Deshalb: Es ist nichts entschieden. Wir verhandeln gerade. Am Ende ist das, was von der GEW übrigens seit einiger Zeit immer wieder als Vorschlag eingebracht wird, nämlich über Arbeitszeitkontenmodelle zu reden, genau das Ziel. Wir wollen ein Format entwickeln, in dem wir faktisch gesehen Modelle entwickeln, in denen Arbeitszeitkonten anwachsen können. Aber das muss gerechnet werden, es müssen rechtliche Rahmenbedingung geschaffen werden usw. usf. Ich finde, wir sollten hier nicht über ungelegte Eier oder über Zwischenstände reden, sondern wir machen in Ruhe und Bedachtsamkeit die Verhandlungen, ohne uns zu viel Zeit zu lassen. Wenn es Ergebnisse gibt - das habe ich der GEW, den Gewerkschaften und den Kollegen versprochen  , werden wir diese mit der Volksinitiative und allen anderen in Ruhe bereden, damit wir am Ende in diesem Lande einen Konsens haben.

Zwischen den Herausforderungen, die Unterrichtsversorgung zu stabilisieren und vielleicht auch zu verbessern, und auf der anderen Seite die Kollegen, die in den letzten Jahren im System genug erlebt haben - da bin ich völlig bei Ihnen  , nicht über Gebühr zu belasten, müssen wir in diesen schwierigen Zeiten einen Kompromiss finden. Das werden wir auch angehen.
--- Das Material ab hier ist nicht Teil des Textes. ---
PR #11449, opened 2023-06-09
avm1: Don't create _levelN for unloadMovieNum(N)

### LINKED ISSUE #11136: AdventureQuest: Shops do not open when clicked
### Describe the bug

When you click on a link to a shop, it does not open a shop. Example:

Peek 2023-06-09 14-35

### Expected behavior

A Shop Menu should appear when you click on the shop link.

### Affected platform

Desktop app

### Operating system

Archlinux

### Browser

Brave Browser

### Additional information

_No response_

Dinnerbone:
I also found some other bugs, but I'm not tackling them now (someone else please feel free 😅). They all seem to be specific to Num:
- We make the `_levelN` immediately, but Flash makes it when the movie loads successfully
- We call `onUnload` but Flash doesn't
- We never remove `_levelN` (just empty it) but Flash does it on the next frame

This is enough to fix #11136


core/src/avm1/activation.rs
```diff
@@ -2879,6 +2889,14 @@ impl<'a, 'gc> Activation<'a, 'gc> {
         }
     }
 
+    /// Tries to resolve a level by ID. Returns None if it does not exist.
+    ///
+    /// If the level does not exist, then it will be created and instantiated
```
Lord-McSweeney, line 2894: Is this comment accurate?

Dinnerbone: Fixed!

core/src/avm1/activation.rs
```diff
@@ -2879,6 +2889,11 @@ impl<'a, 'gc> Activation<'a, 'gc> {
         }
     }
 
+    /// Tries to resolve a level by ID. Returns None if it does not exist.
+    pub fn try_resolve_level(&mut self, level_id: i32) -> Option<DisplayObject<'gc>> {
```
adrian17, line 2893: nit: AFAIK `try_F()` generally means "same as `F()`, but returns Result/Option instead of panic" - at least that's how I understand it from stdlib? So maybe some other name would be slightly better.

Maybe `try_resolve_level` -> `get_level()` and  `resolve_level` -> `get_or_create_level()`?

adrian17 (approved):

core/src/avm1/activation.rs
Dinnerbone: Good shout, renamed!

PR #11472, opened 2023-06-11
render: Add 'renderdoc' feature/module for manual frame capture

Aaron1011:
This feature is disabled by default. When enabled, you can use `ruffle_render::renderdoc::begin_frame_capture` and `ruffle_render::renderdoc::end_frame_capture` to manually trigger a RenderDoc frame capture (if Ruffle wasn't launched by RenderDoc, this logs an error).

This is very useful when debugging Stage3D/PixelBender bugs, as you can produce a capture containing only the relevant graphics calls.

### DIFF
--- a/render/Cargo.toml
+++ b/render/Cargo.toml
@@ -30,6 +30,11 @@ num-derive = "0.3"
 byteorder = "1.4"
 wgpu = { workspace = true, optional = true }
 
+# This crate has a `compile_error!` on apple platforms
+[target.'cfg(not(target_vendor = "apple"))'.dependencies.renderdoc]
+version = "0.11.0"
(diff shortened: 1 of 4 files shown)


render/Cargo.toml
```diff
@@ -36,4 +41,4 @@ approx = "0.5.1"
 [features]
 default = []
 tessellator = ["lyon"]
-web = ["wasm-bindgen"]
+web = ["wasm-bindgen"]
```
adrian17, line 44: nit: whitespace ;D

adrian17 (approved):

Dinnerbone (approved):

Issue #11460, opened 2023-06-10
Civilizations Wars - Soft locks after all huts are taken.


desertking:
### Describe the bug

https://www.newgrounds.com/portal/view/523882?emulate=flash - This game seems to work fine until you took over all the huts and stuff in the first level the level never ends and we can't proceed

There are also soft bugs like you can't drag & drop troops from more than one hut and some filters are missing. For gameplay video see:

https://www.youtube.com/watch?v=eaAA11VIi3g

### Expected behavior

To have the win screen after taken all and proceed

### Affected platform

Online demo

### Operating system

All

### Browser

All

Lord-McSweeney:
There is a trace in the console that said something like "`aGame.finished()`" (exact content unknown because I accidentally closed the tab) that appeared after capturing all the huts.

Aaron1011:
This is fixed on the latest `master`

PR #11476, opened 2023-06-11
avm2: Set named field in parent to null when child is removed

Aaron1011:
If a child named 'foo' is removed by the timeline (without having been previous added/removed from the timeline by ActionScript), then the 'foo' field in the parent will be set to null. This occurs even if the 'foo' field in the parent is not currently set to the child 'foo' (e.g. 'this.foo = someOtherObject' was executed by ActionScript).


Aaron1011:
Fixes https://github.com/ruffle-rs/ruffle/issues/11460

core/src/display_object/container.rs
```diff
@@ -597,13 +602,49 @@ impl<'gc> ChildContainer<'gc> {
...
+                let parent = child.parent().expect(
+                    "Parent must be removed *after* calling `remove_child_from_render_list`",
+                );
+                if child.has_explicit_name() {
+                    if let Avm2Value::Object(mut parent_obj) = parent.object2() {
+                        let mut activation = Avm2Activation::from_nothing(context.reborrow());
+                        parent_obj
+                            .set_public_property(child.name(), Avm2Value::Null, &mut activation)
+                            .unwrap_or_else(|err| {
+                                panic!(
```
adrian17, line 637: the sibling function that sets the child, doesn't panic here, it just logs and continues.  We probably don't want a panic here, since this can invoke a user setter that can throw.

core/src/display_object/container.rs
```diff
@@ -597,13 +602,49 @@ impl<'gc> ChildContainer<'gc> {
...
+            drop(this);
+
+            // Only set the parent's field to 'null' if the child was not placed/modified
+            // on the render list by AVM2 code.
+            if !child.placed_by_script() {
+                let parent = child.parent().expect(
+                    "Parent must be removed *after* calling `remove_child_from_render_list`",
+                );
+                if child.has_explicit_name() {
+                    if let Avm2Value::Object(mut parent_obj) = parent.object2() {
```
adrian17, line 632: (random thought: maybe we should put the setter and un-setter code in sibling functions next to each other, in the same file? But I don't have a good idea of which one would be the right one.)

core/src/display_object/container.rs
```diff
@@ -597,13 +602,56 @@ impl<'gc> ChildContainer<'gc> {
...
+                                    Avm2Value::Null,
+                                    &mut activation,
+                                );
+                                if let Err(e) = res {
+                                    tracing::error!("Failed to set child {} ({:?}) to null on parent obj {:?}: {:?}", child.name(), child, parent_obj, e);
+                                }
+                            }
+                            Err(e) => {
+                                tracing::error!("Failed to get current value of child {} ({:?}) on parent obj {:?}: {:?}", child.name(), child, parent_obj, e);
+                            }
```
Lord-McSweeney, line 650: The two error handlings should probably use `e.detailed_message` instead of `e`.

PR #11491, opened 2023-06-12
avm2: Add ignored test for subclass with 'overriding' field name

Aaron1011:
The Adobe Animate compiler rejects a subclass that contains a non-private field with the same name as a field in an ancestor class (e.g. 'pub var foo:String' in both the subclass and superclass).

Unfortunately, Flash Player accepts this code, and creates a distinct field for each class (even though they have the same namespace and name). I suspect that this is caused by the optimizer replacing the field accesses with internal slot accesses.

I've added an ignored test demonstrating this behavior - getting Ruffle to reproduce it will be tricky.


Lord-McSweeney:
Possibly the cause of #8851?

adrian17 (approved):
Looks good, I think. Later I can check if maybe my optimizer branch https://github.com/adrian17/ruffle/tree/avm2-peephole-optimizer-poc happens to fix it.
(as in, as-is it definitely won't fix it as I also need an extra commit to weaken trait validation; but without validation, it might achieve compatible behavior.)

Issue #2521, opened 2021-01-14
sub hunter not supported


gargle99:
https://www.flashgamesplayer.com/free/sub-hunter/play.html

n0samu:
Same problem as #8129 - this game uses MochiCrypt, and not all methods for it are implemented yet.

Also, this site is obnoxiously difficult to download files from. Here is the SWF file: [sub-hunter.zip](https://github.com/ruffle-rs/ruffle/files/9711999/sub-hunter.zip)

Lord-McSweeney:
Still not working as of latest nightly.

Lord-McSweeney:
With the latest PRs, this no longer happens, but there's an issue in `spark.primitives.supportClasses::GraphicElement/commitProperties()`:
```
      protected function commitProperties() : void
      {
         var _loc2_:mx.geom.Transform = null;
         var _loc1_:Boolean = false;
         if(this.displayObjectSharingMode != DisplayObjectSharingMode.USES_SHARED_OBJECT && Boolean(this.displayObject))
         {
            if(this.colorTransformChanged || this.displayObjectChanged)
            {
               this.colorTransformChanged = false;
               if(this._colorTransform)
               {
                  this.displayObject.transform.colorTransform = this._colorTransform;
               }
            }
            if(this.alphaChanged || this.displayObjectChanged)
            {
               this.alphaChanged = false;
               _loc2_ = this._transform as mx.geom.Transform; // mx.geom.Transform is undefined at this point, which throws an error.
```

Aaron1011:
With https://github.com/ruffle-rs/ruffle/pull/11494, https://github.com/ruffle-rs/ruffle/pull/11495, and https://github.com/ruffle-rs/ruffle/pull/11496, the level starts - but pressing Spacebar restarts the level immediately, instead of dropping a depth charge. There aren't any errors logged to the console when that happens.

Lord-McSweeney:
The only issue left is that Ruffle renders graphics in the SWF that are supposed to have a transparent background with a white background. This issue also happens in waflash.

PR #11494, opened 2023-06-12
avm2: Convert `has_class_in_chain` to use a `GcCell<Class>`

Aaron1011:
This lets us avoid looking up a `ClassObject` when performing parameter type coercion - we can instead use a `GcCell<Read>`. As a result, we no longer need all of the special logic for handling coercions during a script initializer.


adrian17:
I'm not sure if there's anything specific here that'd require a new test; this refactor should be decently covered by tests already, right?

Aaron1011:
Yeah, we have existing tests around the coercion logic and class lookup.

Lord-McSweeney:
You stated that this progresses #2521- could you add a test for the issue it fixes in the SWF?

Aaron1011:
I was mistaken - the progression is actually due to my PR implementing more methods in Transform, which lets the verifier pass when a class overrides them. Previously, this error was getting swallowed by the special-cased coercion logic.

adrian17 (approved):
Still not a fan of the diff, but let's just leave it for future us.

adrian17:
note: on Discord I've found an edge case regarding Vectors. Avmplus does some fancier stuff there, but I think our solution for now could just copy `resolve_type`:
```rs
        if !type_name.params().is_empty() {
            let mut param_types = Vec::with_capacity(type_name.params().len());

            for param in type_name.params() {
                param_types.push(match self.resolve_type(param)? {
                    Some(o) => Value::Object(o.into()),
                    None => Value::Null,
                });
            }

            return Ok(Some(class.apply(self, &param_types[..])?));
        }
```
just with resolve_type replaced by domain class lookup (...and maybe no silly Vecs? :D )

core/src/avm2/property.rs
```diff
@@ -64,56 +65,24 @@ impl<'gc> PropertyClass<'gc> {
...
-                let class = match outcome {
-                    ResolveOutcome::Class(class) => {
+                if name.is_any_name() {
+                    *self = PropertyClass::Any;
+                    (None, true)
+                } else {
+                    // Note - we look up the class in the domain by name, which allows us to look up private classes.
+                    // This also has the advantage of letting us coerce to a class while the `ClassObject`
+                    // is still being constructed (since the `Class` will already exist in the domain)
+                    let domain = unit.map_or(activation.avm2().stage_domain, |u| u.domain());
```
adrian17, line 75: correct me if I'm wrong: I think `unit` can only be `None` if this comes from a builtin Rust-defined trait, so I think this should use a builtin domain instead?

adrian17 (approved):

core/src/avm2/property.rs
Aaron1011: You're right - I've changed it.

PR #11501, opened 2023-06-12
core: Add options to set and force the stage alignment

n0samu:
This is basically the same as #9406, except for `salign` instead of `scale`. It can be annoying when games position themselves in a corner of the screen - this allows users to force them to be centered (or move them to any corner, if for some reason they want to).

**Before**
image

**After**
image

### DIFF
--- a/core/src/display_object/stage.rs
+++ b/core/src/display_object/stage.rs
@@ -95,6 +95,9 @@ pub struct StageData<'gc> {
     /// The alignment of the stage.
     align: StageAlign,
 
+    /// Whether to prevent movies from the changing the stage alignment
+    forced_align: bool,
+
     /// Whether or not a RENDER event should be dispatched on the next render
     invalidated: bool,
 
@@ -168,6 +171,7 @@ impl<'gc> Stage<'gc> {
                 },
                 invalidated: false,
                 align: Default::default(),
+                forced_align: false,
                 use_bitmap_downsampling: false,
                 view_bounds: Default::default(),
                 window_mode: Default::default(),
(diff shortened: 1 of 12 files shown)


core/src/display_object/stage.rs
```diff
@@ -1034,7 +1050,7 @@ bitflags! {
     ///
     /// This is a bitflags instead of an enum to mimic Flash Player behavior.
     /// You can theoretically have both TOP and BOTTOM bits set, for example.
-    #[derive(Clone, Copy, Default, Collect)]
+    #[derive(Clone, Collect, Copy, Debug, Default, Eq, PartialEq)]
```
adrian17, line 1053: nit: we usually put Collect on end, after stdlib derives. I know there are exceptions already, but this way it's slightly neater ;D

core/src/display_object/stage.rs
```diff
@@ -386,8 +390,20 @@ impl<'gc> Stage<'gc> {
     /// Set the stage alignment.
     /// This only has an effect if the scale mode is not `StageScaleMode::ExactFit`.
     pub fn set_align(self, context: &mut UpdateContext<'_, 'gc>, align: StageAlign) {
-        self.0.write(context.gc_context).align = align;
-        self.build_matrices(context);
+        if !self.forced_align() {
```
adrian17, line 393: just to be sure: this can be observed from AS2/3?
As in, if it's in forced align mode:
```as
stage.align = "B";
trace(stage.align); // does this trace "B" or the preset forced alignment?
```

n0samu: Yes it prevents setting the property so it will remain whatever it was locked to. And forceScale behaves the same way.

core/src/display_object/stage.rs
n0samu: Ah I didn't know about that, I'll move it back to the end then

Dinnerbone (approved):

Jetzt bin ich schon lange über die Zeit. Deshalb will ich nur sagen: Auch bei Seiteneinsteigerqualifizierungen haben wir eine ganze Menge gemacht. Wir machen berufsbegleitende Angebote. Das will ich Ihnen jetzt alles gar nicht erzählen.

Aber eines will ich doch noch sagen: Die Entlastung von Lehrkräften ist auch ein Punkt von Ihnen. Ich bin sehr gespannt und ein klein wenig stolz, dass es uns gelungen ist, den Modellversuch Schulverwaltungsassistenten zum Tragen zu bringen. Hier wollen wir noch einmal explizit in den Schulen mit einer neuen Personalkategorie, mit neuen Kolleginnen und Kollegen, versuchen, Lehrerinnen und Lehrer, Schulleiter an Stellen zu entlasten, an denen es vielleicht möglich ist. Ich hoffe, die Wertschätzung, die Sie diesen Projekten entgegenbringen, ist genauso hoch, wie die meinige.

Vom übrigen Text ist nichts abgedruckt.